# Task prompt
Every word of every entry must be retyped exactly.

□ □ □ □

PR #29936, opened 2020-12-19
Chore: Convert tsdb request test to standard library

ceh:

Convert tsdb request test to standard library.

Part of #22844.

Renamed the test to `TestHandleRequest` because that's the method under test. Also renamed the file to `request_test.go` because `HandleRequest` is defined in https://github.com/grafana/grafana/blob/c4e141c112f797a9c4724311e9617157964f5c18/pkg/tsdb/request.go#L12, which ought to make it a bit easier to find any related test code.

What do you think?

### DIFF
--- a/pkg/tsdb/request_test.go
+++ b/pkg/tsdb/request_test.go
@@ -5,11 +5,11 @@ import (
 	"testing"
 
 	"github.com/grafana/grafana/pkg/models"
-	. "github.com/smartystreets/goconvey/convey"
+	"github.com/stretchr/testify/require"
 )
 
-func TestMetricQuery(t *testing.T) {
-	Convey("When executing request with one query", t, func() {
+func TestHandleRequest(t *testing.T) {
+	t.Run("Should return query result when handling request for query", func(t *testing.T) {
 		req := &TsdbQuery{
 			Queries: []*Query{
 				{RefId: "A", DataSource: &models.DataSource{Id: 1, Type: "test"}},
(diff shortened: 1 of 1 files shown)


pkg/tsdb/request_test.go
```diff
@@ -41,23 +38,22 @@ func TestMetricQuery(t *testing.T) {
...
+	t.Run("Should return error when handling request for query with unknown type", func(t *testing.T) {
 		req := &TsdbQuery{
 			Queries: []*Query{
 				{RefId: "A", DataSource: &models.DataSource{Id: 1, Type: "asdasdas"}},
 			},
 		}
 
 		_, err := HandleRequest(context.TODO(), &models.DataSource{Id: 12, Type: "testjughjgjg"}, req)
-		So(err, ShouldNotBeNil)
+		require.NotNil(t, err)
```
aknuds1, line 56:
```suggestion
		require.Err(t, err)
```

aknuds1 (approved):
Looks great, except for an error assertion, where I think it's more precise to use `require.Error`.

aknuds1 (changes requested):
Looks like I can't apply my suggestion myself before merging, so please just commit it before I re-review :)

pkg/tsdb/request_test.go
```diff
@@ -20,15 +20,12 @@ func TestMetricQuery(t *testing.T) {
 		fakeExecutor.Return("A", TimeSeriesSlice{&TimeSeries{Name: "argh"}})
 
 		res, err := HandleRequest(context.TODO(), &models.DataSource{Id: 1, Type: "test"}, req)
-		So(err, ShouldBeNil)
-
-		Convey("Should return query results", func() {
-			So(res.Results["A"].Series, ShouldNotBeEmpty)
-			So(res.Results["A"].Series[0].Name, ShouldEqual, "argh")
-		})
+		require.Nil(t, err)
```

□ □ □ □

# Reply to the task
PR #29936, opened 2020-12-19
Chore: Convert tsdb request test to standard library

ceh:

Convert tsdb request test to standard library.

Part of #22844.

Renamed the test to `TestHandleRequest` because that's the method under test. Also renamed the file to `request_test.go` because `HandleRequest` is defined in https://github.com/grafana/grafana/blob/c4e141c112f797a9c4724311e9617157964f5c18/pkg/tsdb/request.go#L12, which ought to make it a bit easier to find any related test code.

What do you think?

### DIFF
--- a/pkg/tsdb/request_test.go
+++ b/pkg/tsdb/request_test.go
@@ -5,11 +5,11 @@ import (
 	"testing"
 
 	"github.com/grafana/grafana/pkg/models"
-	. "github.com/smartystreets/goconvey/convey"
+	"github.com/stretchr/testify/require"
 )
 
-func TestMetricQuery(t *testing.T) {
-	Convey("When executing request with one query", t, func() {
+func TestHandleRequest(t *testing.T) {
+	t.Run("Should return query result when handling request for query", func(t *testing.T) {
 		req := &TsdbQuery{
 			Queries: []*Query{
 				{RefId: "A", DataSource: &models.DataSource{Id: 1, Type: "test"}},
(diff shortened: 1 of 1 files shown)


pkg/tsdb/request_test.go
```diff
@@ -41,23 +38,22 @@ func TestMetricQuery(t *testing.T) {
...
+	t.Run("Should return error when handling request for query with unknown type", func(t *testing.T) {
 		req := &TsdbQuery{
 			Queries: []*Query{
 				{RefId: "A", DataSource: &models.DataSource{Id: 1, Type: "asdasdas"}},
 			},
 		}
 
 		_, err := HandleRequest(context.TODO(), &models.DataSource{Id: 12, Type: "testjughjgjg"}, req)
-		So(err, ShouldNotBeNil)
+		require.NotNil(t, err)
```
aknuds1, line 56:
```suggestion
		require.Err(t, err)
```

aknuds1 (approved):
Looks great, except for an error assertion, where I think it's more precise to use `require.Error`.

aknuds1 (changes requested):
Looks like I can't apply my suggestion myself before merging, so please just commit it before I re-review :)

pkg/tsdb/request_test.go
```diff
@@ -20,15 +20,12 @@ func TestMetricQuery(t *testing.T) {
 		fakeExecutor.Return("A", TimeSeriesSlice{&TimeSeries{Name: "argh"}})
 
 		res, err := HandleRequest(context.TODO(), &models.DataSource{Id: 1, Type: "test"}, req)
-		So(err, ShouldBeNil)
-
-		Convey("Should return query results", func() {
-			So(res.Results["A"].Series, ShouldNotBeEmpty)
-			So(res.Results["A"].Series[0].Name, ShouldEqual, "argh")
-		})
+		require.Nil(t, err)
```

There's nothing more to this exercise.